# Best pose for wide flat rack buck



## Peck (Feb 1, 2004)

I am looking for advise on what pose may look best for the buck I am getting mounted. The buck has a wide rack more than tall. Is there a rule of thumb for wide flat racked bucks ?
I am leaning toward a semi sneak left turn but curious about other possibilities that may look better with that type of rack.

Thank you


----------



## RV13 (Nov 2, 2012)

64U Mckenzie is one of my favorites. I sell guys on quite a few of those. It is a semi sneak offset with the head tilted up a little. I think depending on where it is hanging and how high it can give you a better profile of the antlers. Its also something different for the guy who has several deer on the wall already. If you go the semi sneak route look at the 6900 series.
I don't usually go by any rule of thumb other than what the customer wants and where they plan on putting it once it is mounted. Semi sneaks and semi uprights are the most common poses. But deciding what turn to fit your location is important.

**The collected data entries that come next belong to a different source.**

PR #4325, opened 2024-01-15
Client packet counters

octol:
# Description

CT-4

Add counters for mixnet packets sent and received in the client.

### DIFF
--- a/common/client-core/src/client/cover_traffic_stream.rs
+++ b/common/client-core/src/client/cover_traffic_stream.rs
@@ -102,7 +102,7 @@ where
 // obviously when we finally make shared rng that is on 'higher' level, this should become
 // generic `R`
 impl LoopCoverTrafficStream<OsRng> {
-    pub fn new(
+    pub(crate) fn new(
         ack_key: Arc<AckKey>,
         average_ack_delay: Duration,
         mix_tx: BatchMixMessageSender,
--- a/common/client-core/src/client/cover_traffic_stream.rs
+++ b/common/client-core/src/client/cover_traffic_stream.rs
@@ -3,7 +3,7 @@
 
 use crate::client::mix_traffic::BatchMixMessageSender;
 use crate::client::topology_control::TopologyAccessor;
-use crate::client::COVER_PACKETS_SENT;
+// use crate::client::COVER_PACKETS_SENT;
 use crate::{config, spawn_future};
 use futures::task::{Context, Poll};
 use futures::{Future, Stream, StreamExt};
@@ -199,7 +199,6 @@ impl LoopCoverTrafficStream<OsRng> {
                 }
             }
         } else {
-            // COVER_PACKETS_SENT.fetch_add(1, std::sync::atomic::Ordering::Relaxed);
             if self
                 .stats_tx
                 .send(PacketStatisticsEvent::CoverPacketSent)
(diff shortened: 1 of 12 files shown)


common/client-core/src/client/cover_traffic_stream.rs
```diff
@@ -3,6 +3,7 @@
 
 use crate::client::mix_traffic::BatchMixMessageSender;
 use crate::client::topology_control::TopologyAccessor;
+// use crate::client::COVER_PACKETS_SENT;
```
jstuczyn: dead code

common/client-core/src/client/cover_traffic_stream.rs
```diff
@@ -24,6 +25,8 @@ use tokio::time::{sleep, Sleep};
 #[cfg(target_arch = "wasm32")]
 use wasmtimer::tokio::{sleep, Sleep};
 
+use super::packet_statistics_control::{PacketStatisticsEvent, PacketStatisticsReporter};
```
jstuczyn: can you put this import before the target specific imports?

common/client-libs/gateway-client/src/client.rs
```diff
@@ -81,6 +81,9 @@ pub struct GatewayClient<C, St = EphemeralCredentialStorage> {
 
     /// Listen to shutdown messages.
     shutdown: TaskClient,
+
+    /// Number of websocket packets sent
+    sent_ws_packets: u64,
```
jstuczyn: if we're going to be having extra stats on the gateway client, how about wrap it in separate struct and also include sent/received packets + maybe also the data sizes?

common/client-core/src/client/real_messages_control/real_traffic_stream.rs
```diff
@@ -259,6 +265,13 @@ where
 
         if let Err(err) = self.mix_tx.send(vec![next_message]).await {
             log::error!("Failed to send: {err}");
+        } else {
+            let event = if fragment_id.is_some() {
+                PacketStatisticsEvent::RealPacketSent
+            } else {
+                PacketStatisticsEvent::CoverPacketSent
```
jstuczyn: I wonder if it could be useful to separate cover messages generated from the cover traffic stream vs real traffic stream

common/client-core/src/client/real_messages_control/real_traffic_stream.rs
```diff
@@ -259,6 +265,13 @@ where
 
         if let Err(err) = self.mix_tx.send(vec![next_message]).await {
             log::error!("Failed to send: {err}");
+        } else {
+            let event = if fragment_id.is_some() {
+                PacketStatisticsEvent::RealPacketSent
```
jstuczyn: also, for real packets, i think it might be cool to know what packet sized they used

jstuczyn (approved):

common/client-core/src/client/real_messages_control/real_traffic_stream.rs
octol: Well, I thought about it, but since we can't separate them when receiving I thought I'd keep it symmetric

common/client-core/src/client/real_messages_control/real_traffic_stream.rs
octol: Agree!

PR #4339, opened 2024-01-19
[DOC]: FAQ Updates

serinko:
# Description

Short mixnet-faq update


documentation/operators/src/faq/mixnodes-faq.md
```diff
@@ -1,22 +1,37 @@
...
+* [Nym Explorer](https://explorer.nymtech.net/)
+* [Guru Explorer](https://mixnet.explorers.guru/)
+* [ExploreNYM](https://explorenym.net/)
 
 ### What determines the rewards when running a Mix Node?
 
 The stake required for a Mix Node to achieve maximum rewards is called Mix Node saturation point. This is calculated from the staking supply (all circulating supply + part of unlocked tokens). The target level of staking is to have 50% of the staking supply locked in Mix Nodes.
 
-The node stake saturation point, which we denote by Nsat, is given by the stake supply, target level of staking divided by the number of rewarded (active) nodes. 
+The node stake saturation point, which we denote by Nsat, is given by the stake supply, target level of staking divided by the number of rewarded (active) nodes.
```
jstuczyn: active mixnode != rewarded mixnode.

we have following sets of mixnodes:
- bonded => self explanatory, essentially all of them
- rewarded => nodes that were selected to be in the rewarded set, i.e. will receive **some** rewards for this epoch (assuming non-zero performance), this can be further subdivided into:
  - active => top N nodes of the rewarded set (currently all of them, but doesn't have to be), nodes that will actually be used by the clients and iirc will also get better rewards
  - standby => bottom N nodes of the rewarded set - won't be used for mixing apart from testing
- inactive => nodes that haven't been selected to be in the rewarded set

documentation/operators/src/faq/mixnodes-faq.md
```diff
@@ -1,22 +1,37 @@
...
 
 ### Which VPS providers would you recommend?
 
 Consider in which jurisdiction you reside and where do you want to run a Mix Node. Do you want to pay by crypto or not and what are the other important particularities for your case? We always recommend operators to try to choose smaller and decentralised VPS providers over the most known ones controlling a majority of the internet. We receive some good feedback on these: Linode, Ghandi, Flokinet and Exoscale. Do your own research and share with the community.
 
-<!---### Why is a mix node setup on a self-hosted machine so tricky?--->
+### Why is a mix node setup on a self-hosted machine so tricky?
+
+We don't recommend this setup because it's really difficult to get a stable IPv6 from most of the ISPs.
```
jstuczyn: technically nodes don't need stable ipv6. what they need to be able to do is route ipv6 traffic

jstuczyn (approved):

serinko:
Addressed both points, done.

PR #4348, opened 2024-01-24
C++ FFI 

mfahampshire:
# Description

First version of C++ bindings for the Rust SDK with an example.


mmsinclair:
Looking good @mfahampshire

One minor change, please can you add Apache 2.0 license headers to all files like this - https://github.com/nymtech/nym/blob/develop/nym-api/src/main.rs#L1-L2

mmsinclair (approved):
lgtm, did some changes to the license headers

PR #4354, opened 2024-01-26
Feature/local gateway credential verification

jstuczyn:
# Description

Changes the behaviour of spending credentials so that they can be re-used between gateways, but still being restricted to a single client per gateway. In this model gateways are rewarded manually.


gateway/src/node/client_handling/websocket/connection_handler/coconut.rs
```diff
@@ -20,7 +20,10 @@ use std::collections::HashMap;
 use std::ops::Deref;
 use tokio::sync::{RwLock, RwLockReadGuard};
 
+pub(crate) const BANDWIDTH_PER_CREDENTIAL: u64 = 1024 * 1024 * 1024; // 1GB
```
jstuczyn, line 23: @mmsinclair you should probably verify this value

jstuczyn:
Superseded by https://github.com/nymtech/nym/pull/4397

We might also choose a pose based on any odd characteristics in the rack or damage to the cape. I also tell people if they want to give the impression that the spread is bigger have it mounted with the ears relaxed back. Things to think about hope that helps.


----------



## Peck (Feb 1, 2004)

Yes it does help. I already have several semi sneak mounts but not with the head tilted up. I will check out the 64U.
Thanks


----------